Uniformly continuous maps between topological groups Let $G$ be a topological group. For every neighbourhood $U$ of the identity, let $L_U$ be the set of all pairs $(x,y) \in G \times G$ such that $x^{-1} y \in U$.
For topological groups $G$ and $H$, a map $f \colon G \to H$ is called left uniformly continuous if for every open neighbourhood $V$ of the identity in $H$ there exists an open neighbourhood $U$ of the identity in $G$ such that $(f(x),f(y)) \in L_V$ for all $(x,y) \in L_U$.
Is the map $G \times G \to G$, $(x,y) \mapsto x^{-1}y$ left uniformly continuous?
That is for any open neighbourhood $W$ of the identity does there exists neighbourhoods $U,V$ of the identity such that $(x_1^{-1}x_2, y_1^{-1}y_2) \in L_W$ whenever $(x_1,x_2,y_1,y_2) \in L_{U \times V}$.
If not, is there a nice example to show this is not true?
 A: The map is not generally left uniformly continuous. I'll begin with some remarks, then demonstrate the existence of a group where the map is not left uniformly continuous.
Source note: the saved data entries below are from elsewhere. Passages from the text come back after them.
PR #3765, opened 2021-03-04
[OnHold] Material variants for SRP

adrien-de-tocqueville:
### Purpose of this PR

SRP part of the material variants as described in this doc https://docs.google.com/document/d/1dz0KpuH5c9qyH82fiU7ajJTsbDAmEhK_W_LnbLIPS7o

goes with this c++ PR: https://github.cds.internal.unity3d.com/unity/unity/pull/3290

##### What's changed:
URP/HDRP:
- 90% of the PR is update to wrap all shader property UI in BeginProperty/EndProperty
- updated shader gui to use the new ValidateMaterial callback to setup keywords and passes automatically
- some changes to the MaterialHeaderScope to work with the space added on the left for the lock icon

SG:
- Change shadergraph import order to make sure they are imported before materials

---
### Testing status

Test document from HDRP QA: https://confluence.unity3d.com/pages/viewpage.action?pageId=121927842

---
### Comments to reviewers

What can be tested:
- Upgrade existing project (URP / HDRP)
- Verify all material property can be overriden in the inspector
- Test that there is no regression with anything related to material (upgrade scripts, or else)

### DIFF
--- a/com.unity.shadergraph/Editor/Importers/ShaderSubGraphImporter.cs
+++ b/com.unity.shadergraph/Editor/Importers/ShaderSubGraphImporter.cs
@@ -19,7 +19,7 @@ using UnityEngine.Pool;
 namespace UnityEditor.ShaderGraph
 {
     [ExcludeFromPreset]
-    [ScriptedImporter(25, Extension, -905)]
+    [ScriptedImporter(25, Extension, -2001)] // Import before ShaderGraph
     class ShaderSubGraphImporter : ScriptedImporter
     {
         public const string Extension = "shadersubgraph";
--- a/com.unity.shadergraph/Editor/Importers/ShaderGraphImporter.cs
+++ b/com.unity.shadergraph/Editor/Importers/ShaderGraphImporter.cs
@@ -24,9 +24,9 @@ namespace UnityEditor.ShaderGraph
     // sure that all shader graphs get re-imported. Re-importing is required,
     // because the shader graph codegen is different for V2.
     // This ifdef can be removed once V2 is the only option.
-    [ScriptedImporter(114, Extension, -902)]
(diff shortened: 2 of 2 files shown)


com.unity.shadergraph/Editor/Importers/ShaderSubGraphImporter.cs
```diff
@@ -19,7 +19,7 @@
 namespace UnityEditor.ShaderGraph
 {
     [ExcludeFromPreset]
-    [ScriptedImporter(25, Extension, -905)]
+    [ScriptedImporter(25, Extension, -2001)] // Import before ShaderGraph
```
cdxntchou, line 22: Should this number be smaller than the ShaderGraphImporter ?

kroatoa (commented):
Is there any reason the testing was done on DX11 only and not on any non windows platform?

com.unity.shadergraph/Editor/Importers/ShaderSubGraphImporter.cs
adrien-de-tocqueville: It could, but inside an import queue (so assets with the same import priority), assets are sorted by dependencies. In the shadergraph importer, the function GatherDependenciesFromSourceFile registers a dependency with subgraphs so they should always be imported before

adrien-de-tocqueville:
> Is there any reason the testing was done on DX11 only and not on any non windows platform?

The build was run and used by UX on mac but there hasn't been extensive testing. The code shouldn't be platform specific so I don't know if additional testing is required ?

kroatoa (approved):
Thanks for the clarification and the PR seems to otherwise well covered in reviewers.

Note that $((x_1, y_1), (x_2, y_2)) \in L_{V \times W}$ if and only if $x_1^{-1} x_2 \in V$ and $y_1^{-1} y_2\in W.$ We need to use these conditions to force $(x_1^{-1}y_1, x_2^{-1}y_2) \in L_U,$ which is equivalent to $\phi((x_1, y_1), (x_2, y_2)) = y_1^{-1}x_1 x_2^{-1} y_2 \in U.$ Now, a general element of $L_V$ is of the form $(x, xv)$ where $v\in V$ and $x$ is any element of $G$, and similarly $(y, yw)$ is a general element of $L_W$. Furthermore $\phi((x, y), (xv, yw)) = y^{-1} x v^{-1} x^{-1} y w$ so $$\phi(L_{V\times W}) = \bigcup_{x\in G} x V^{-1} x^{-1} W \text{ and } \bigcup_{x\in G} x V^{-1} x^{-1} \subseteq \phi(L_{V\times W}),$$ and therefore we need to find some open neighborhood of the identity, $V$, such that all its conjugates are contained in an arbitrary open set. In general, this is not possible, which we demonstrate by looking at a particular (non compact) group.
Let $G$ be the group of isometries of $\mathbb{R}^2$ with the Euclidean metric, so $G$ is the group generated by rigid rotations and translations of the plane (and lets not have reflections, though this makes no real difference, its a separate connected component of the group). I claim that for all open neighborhoods of the identity $V$, and all positive real numbers, $l$,  there is some translation $t\in G$ and $v\in V$ such that $d(t v t^{-1} (\vec{0}), \vec{0}) = l$. To see this, note that $V$ contains some rotation, $v$, that fixes $\vec{0}$ and rotates the plane by $\epsilon >0.$ Then $t(a, b) = \left( a + \frac{l}{2\sin(\epsilon/2)}, b \right)$ is as required. In fact, for every point in the plane, there is an element of $\{ tvt^{-1}: t \text{ is a translation}\}$ that maps the origin to that point.
Therefore, if we let $U$ be the set of isometries that move the origin by strictly less than $1$, no matter what neighborhoods, $V$ and $W$, of the identity we choose, $\phi(L_{V\times W}) \not\subseteq U.$
I think that's all correct, now. This pdf was quite helpful to get me on the right track, especially lemma 4.2.